So what happens when you take John out of the equation? Does she have a purpose, does she exist outside of him and preparing him for the future. Well of course she does but it's been so long since Sarah outside of John has been a priority or even a thought for her I don't know how she would function. What direction she'd go in.
It seems she'd throw herself into stopping Skynet/Kaliba, because ultimately her purpose in John WAS to stop Skynet, so even without him I think she'd just find another way to get to that purpose.
I'm not so bothered by her letting him go. I think figuratively and emotionally she had already done that anyway when she brought him to the Lighthouse and then even morseo when she ended up in prison. That he broke her out if anything to me only cemented that John's an adult and will do what he wants regardless of what she says or thinks. Part of being a parent in learning to let go.
But Sarah failing? That bugs me. A lot. Because ultimately it is her story primarily, I feel.
Now if we get anymore of the show, it will be bifurcated with a John story in one time, and a Sarah story in another. And while I am curious to see where Sarah goes, I wish there was a way to do that without having it predetermined that she fails.
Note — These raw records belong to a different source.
PR #9834, opened 2026-06-26
Add PumpSwap BuyExactQuoteIn trades

0xRobin:
Adds PumpSwap `BuyExactQuoteIn` trades to the existing `pumpswap_solana_base_trades_backfill` path, sourced from `BuyEvent`. `BuyExactQuoteIn` (`0xc62e1552b4d9e870`) is present on-chain in raw instruction data but is not decoded into `pump_amm_call_buy`; the emitted `BuyEvent` carries the actual amounts.

The model anti-joins existing `pump_amm_call_buy` rows to avoid double-counting legacy `Buy` coverage while preserving the existing call-backed trade path.

## Impact

Since `2025-11-01`, this covers an additional `208,873,603` PumpSwap trades and `$11.24B` in volume.

That is a `+42.05%` trade-count uplift and `+37.42%` USD-volume uplift over current same-period PumpSwap coverage. Relative to current all-time PumpSwap coverage, it adds `+16.83%` more trades and `+11.85%` more USD volume.

CUR2-1699


jeff-dude (approved):
proactive approval with revert needed
{# TEMP CI scope: revert begin to protocol_begin before merge. #} 

this one will take awhile to run on deploy

PR #9842, opened 2026-06-29
Add Kraken withdrawal credentials to staking entities

dnstaked:
### Description:

Adds Kraken validator withdrawal credentials to `staking_ethereum.entities_withdrawal_credentials` so deposits using these credentials are tagged as Kraken / CEX.

This normalizes 26 Kraken withdrawal addresses into full `0x01` and `0x02` withdrawal credentials and replaces the placeholder row in the static mapping.

`entity_unique_name` values are numbered `Kraken 3` through `Kraken 28`, continuing after the existing `Kraken 1` and `Kraken 2` depositor-address labels. The `0x01` and `0x02` credential rows for the same withdrawal address use the same unique name.

Validation:
- Verified 52 unique 32-byte credentials
- Verified 26 `0x01` credentials and 26 `0x02` credentials
- Verified 26 numbered `entity_unique_name` values, paired across credential types
- Ran `git diff --check`


dnstaked:

jeff-dude:
## Validation: deposit labeling impact (Dune MCP)

Validated using the CI lookup table from this PR:

`dune.dune_spellbook_ci__tmp_pr9842_28466761779_1.staking_ethereum_entities_withdrawal_credentials`

### CI lookup table

| metric | value |
|--------|-------|
| Kraken rows | 52 |
| Distinct credentials | 52 (`0x01` + `0x02` per address) |
| Distinct wallet names | 26 (`Kraken 3`–`Kraken 28`) |

[Query](https://dune.com/queries/7851365)

### Prod vs PR on `staking_ethereum.deposits`

Joined prod `staking_ethereum.deposits` to the CI credentials table on `withdrawal_credentials` to simulate the new label path (without rebuilding `deposits`).

**All history** ([query](https://dune.com/queries/7851369)):

| bucket | deposit rows | ETH staked |
|--------|-------------|------------|
| Already `Kraken` in prod | 93,190 | (most of ~3.57M ETH) |
| **Unlabeled in prod → Kraken with PR** | **835** | **~347K ETH** |
| Labeled other entity in prod | 5,383 | ~172K ETH |

Most matching deposits are already Kraken via **depositor address** (`Kraken 1`/`Kraken 2`). The main win from this PR is the **835 currently-null rows** — recent examples from wallets like `Kraken 21`, `Kraken 23`, etc.

**Sample before/after** ([query](https://dune.com/queries/7851368)):

| block_time | amount_staked | prod_entity | pr_entity | pr_entity_unique_name |
|------------|---------------|-------------|-----------|----------------------|
| 2026-06-30 | 283 ETH | `null` | Kraken | Kraken 23 |
| 2026-06-28 | 258 ETH | `null` | Kraken | Kraken 21 |
| 2026-06-26 | 1,920 ETH | `null` | Kraken | Kraken 21 |

**Unlabeled ETH by wallet** ([query](https://dune.com/queries/7851374)): top wallets are Kraken 21 (~114K ETH), Kraken 23 (~78K), Kraken 25 (~57K).

### Simulated `deposits` entity join

Replaced the entities side with `staking_ethereum.entities` **UNION ALL** CI credential rows, mirroring the `LEFT JOIN` OR logic in `staking_ethereum_deposits.sql` ([query](https://dune.com/queries/7851371)) — June 2026 deposits with these credentials:

| metric | count |
|--------|-------|
| `null` → Kraken | 199 |
| entity changed | 273 |
| `entity_unique_name` changed | 273 |

**Watch-out:** 5,383 historical rows are labeled **Figment 1** in prod (depositor-address match) but use Kraken withdrawal credentials ([query](https://dune.com/queries/7851370)). The OR-join can produce ambiguous matches when multiple identifier paths hit different entities.

### Post-merge expectation

After merge + **`deposits` full refresh**, expect:
- **835 deposits** to flip from unlabeled → `Kraken` / `CEX` with granular `Kraken 3`–`Kraken 28` names
- **`flows`** to inherit those labels on the deposit side (withdrawals already pick up entity via validator pubkey → deposits join)

CI only built the lookup view, not `entities`/`deposits` — so this simulation is the right way to preview impact before a downstream rebuild.

---

**Open question:** For the ~5,383 deposits currently labeled **Figment 1** via depositor address but carrying these Kraken withdrawal credentials — is that the intended attribution today, or should withdrawal credentials take precedence once this PR lands? The `deposits` join uses OR across identifier types with no explicit priority, so I want to confirm whether those rows should stay Figment or flip to the matching `Kraken N` wallet.

jeff-dude:
## Resolved: deterministic entity attribution when identifier types conflict

Answering the open question above — pushed `staking_ethereum_deposits.sql` changes to make this deterministic.

**Decision:** `withdrawal_credentials` (beneficial owner) now takes priority over `depositor_address`/`tx_from` (operator), which takes priority over `pubkey`. Rationale: withdrawal credentials identify who actually controls/receives the stake; depositor/tx_from addresses often just identify who *operated* the deposit on someone else's behalf (e.g. Figment depositing for a Kraken-controlled validator).

**Root cause:** the `ete`/`etes` joins in `staking_ethereum_deposits.sql` OR-matched across all 4 identifier types with no priority. Since `staking_ethereum_entities` has one row per identifier type, a deposit matching two different identifier types (e.g. depositor_address → Figment, withdrawal_credentials → Kraken) could match two different entity rows — producing duplicate output rows / non-deterministic attribution. That's exactly the ~5,383-row Figment/Kraken ambiguity from the validation above.

**Fix:** replaced the OR-join with a ranked, deduped join — `ROW_NUMBER() OVER (PARTITION BY tx_hash, evt_index ORDER BY <priority>)`, keeping only the top-ranked match per deposit. Same priority order applied to the `sub_entity` join for consistency.

**Validated on Dune:**
- Refactored model compiles and runs cleanly against prod tables (sample rows attached, no duplicates per `tx_hash`/`evt_index`).
- Confirmed the fix flips a real ambiguous row: deposit `0xd34f720b...` currently labeled `Figment 1` (via depositor_address) and using the new `Kraken 27` withdrawal credential now resolves to `Kraken`/`Kraken 27` under the new logic — 3 sample rows checked, all flipped as expected.

Once this + the Kraken credentials land and `deposits` gets a full refresh, expect the ~5,383 Figment-labeled rows using these Kraken withdrawal credentials to flip to the matching `Kraken N` entity, on top of the ~835 previously-unlabeled rows already covered by the credential data itself.

Known follow-up (not addressed here, flagging for visibility): `staking_ethereum_flows.sql`'s `MAX(entity)` aggregation per validator pubkey has a similar (much rarer) arbitrary tie-break if the same validator ever receives deposits attributed to different entities across multiple deposit events. Left out of scope here since it's a different bug class (temporal, not within-deposit ambiguity) and no known real-world case surfaced it.

jeff-dude (approved):

PR #9848, opened 2026-06-30
perf(solana): forward-fill stake_account_epochs SOL balance (drop full-history as-of scan)

a-monteiro:
`staking_solana_validator_stake_account_epochs` joined each recent stake-epoch to `solana_utils_daily_balances` via an as-of predicate (`bal.day <= date_trunc('day', b.epoch_time)` + `max_by(sol_balance, day)`). Because `daily_balances` is activity-only (not forward-filled), the as-of join had no time bound on the balance side, so every six-hourly MERGE re-scanned the full ~5.5B-row native-SOL history (~700 GB), fanned out to ~2.1B rows, then collapsed with `max_by` — ~16.8 CPU-hrs/day and ~2.83 TB IO/day, 70% of it in the LookupJoin.

This rewrites the incremental path as a forward-fill: the last-known balance is carried forward from the most recent prior-epoch snapshot already in `{{ this }}` (which is itself a per-epoch forward-filled snapshot of every delegated stake account), updated only with recent `daily_balances` activity (a bounded ~15-day window). The seed read is cheap because the table is naturally epoch-clustered, so no repartition/backfill is needed. The full-refresh branch keeps the original all-history as-of join (there is no prior snapshot to seed from on a fresh build) behind a CI-only scan floor so the modified-model CI build completes under the workflow cap.

## Equivalence (read-only, prod, spellbook-hourly, UTC)

Reconstructed the forward-fill for epochs 990-994 and diffed against the live table (which holds the current all-history as-of output; `sol_balance` is a single division, so no FP-accumulation drift — it is a clean oracle):

- rows: **67,155,563 both sides**
- `new EXCEPT oracle` = **5**, `oracle EXCEPT new` = **5**
- The 5 are 3 brand-new-this-window stake accounts (`has_seed=false, has_delta=false`) that were funded before the seed epoch and have had no balance activity since, so seed and recent activity are both absent → `sol_balance` null vs the old funding balance. **= 99.9999926% identical.** This is the only divergence; such accounts self-resolve on their next balance change. (Drift-free run with epochs pinned by fixed timestamp; an earlier run showed a 13.4M one-sided diff that was purely `now()`-window drift dropping epoch 990 from one side.)

Sizing of the corner over the live window: 13.45M window accounts, of which only **40,587 (0.30%) are new-this-window**; 40,457 of those are covered by the recent-activity branch, leaving **130 (0.001%)** with neither seed nor recent activity, of which only the handful with a pre-seed balance diverge.

## A/B magnitude (checksum-forced over all 7 output columns, 3 warm runs, medians)

| Axis | OLD (prod MERGE) | NEW (forward-fill select) | Δ |
|---|---|---|---|
| IO | 708 GB | 12.6 GB | ~56x (−98%) |
| CPU | 4.27 CPU-hr | ~0.075 CPU-hr | ~57x |
| peak mem | 17.8 GB | ~4.1 GB | −77% |
| spill | 0 | 0 | — |

Per day (4 heavy MERGEs): ~16.8 → ~0.7 CPU-hrs/day, ~2.83 TB → ~60 GB/day IO. NEW checksums were identical across all 3 runs (deterministic).

## Notes

- Pure SQL change — no `partition_by`/config change, no `--full-refresh` backfill required. Explicit `partition_by=['epoch']` would harden the seed read into a contract (instead of relying on natural file-clustering) but needs a backfill; left as optional follow-up.
- `_schema.yml` unchanged: the `unique_combination_of_columns` (epoch, epoch_time, stake_account, vote_account) grain is preserved (key columns come from the raw model unchanged).
- The ≤3-accounts/run `sol_balance` null on brand-new-anciently-funded accounts is the one behavior change; closing it exactly requires a forward-filled balance snapshot (the CUR2-2740 territory) and is out of scope here.

Fixes CUR2-2742


0xRobin (commented):
While we're in here, can we check if we have the option to lower the hardcoded lookback of 10 days in this model?
We've had some wider lookback periods for solana models based on epochs as they can span 2-3 days and it's often important to have the full epoch finalized inside an incremental run even in degraded situations (data delayed for ~48h). 
But I believe this isn't that important here given that we're only looking for the latest state within an epoch, this doesn't necessarily need the full epochs data available in the incremental window. 

Best case, we can use the standard `incremental_predicate(..)` filters here, but we need to double check that would be safe.

a-monteiro:
@0xRobin good call to check — I dug into it, and the 10-day lookback turns out to be load-bearing here rather than over-broad, so I'd keep it (and I added an in-code comment, 1ae8e97, explaining why).

**Why the standard `incremental_predicate()` macro isn't safe here:** it expands to `DBT_ENV_INCREMENTAL_TIME` / `DBT_ENV_INCREMENTAL_TIME_UNIT`, which default to `1 day`. The filter is on `epoch_time`, and `epoch_time` is the epoch *start*. Live cadence right now: epochs are ~48h apart, the just-finalized epoch 994 started **51h** ago, the in-flight epoch ~3h ago. So a 1-day predicate would re-emit **only the in-flight epoch** and drop even the just-finalized one — and in a degraded/48h-delayed situation it would drop a lot more.

**Why it can't simply be lowered, either:** this model MERGEs on `(epoch, stake_account)`, and its re-emit window is coupled to the upstream `_raw` model, which itself re-emits new `(epoch, stake_account)` rows across a 10-day window to "absorb late-arriving delegations." If this model's window is narrower than raw's, a delegation that raw picks up late for an epoch in the `(N, 10]`-day range would never propagate here — it'd be a silent missing row until a full refresh. So the safe floor for this model is `>= raw's` window, i.e. 10 days as long as raw is 10 days.

You're right that the *balance* side doesn't need the full epoch in-window (we only want the latest state per epoch) — and that's exactly what the forward-fill now exploits: the balance recency is handled by the bounded `balance_changes` delta, not by the re-emit window. So the wide lookback no longer drives any meaningful scan cost (that was the whole 56x win); narrowing it now would only trim a bit of MERGE write-amplification, against a real late-delegation-completeness risk.

If we do want to tighten it, I think the right move is a **coordinated `_raw` + this-model** lookback reduction, gated on a late-arrival profile of `staking_solana_stake_account_delegations` (how long after an epoch starts do delegations still land?) — happy to file that as a separate follow-up if you'd like, but it's out of scope for this cost PR.

0xRobin:
Ack, if there's multiple models involved in the lineage it's better to handle in a follow-up PR.

0xRobin (approved):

Is there a way the past might not be set? In some weird, crazy, quantum, multiple fluctuating realities way I actually think it could be possible, but that gets so uber complicated and mind boggling I don't think the really want to go there.
So what we're left with is Sarah connor failing. And the only simple way to fix that is John coming back. That being the case, I agree with Roxy, the stay needs to be a short one. John gets the Ghost of Christmas Future and It's a (not so) Wonderful Life and all that business, learns from it and comes back.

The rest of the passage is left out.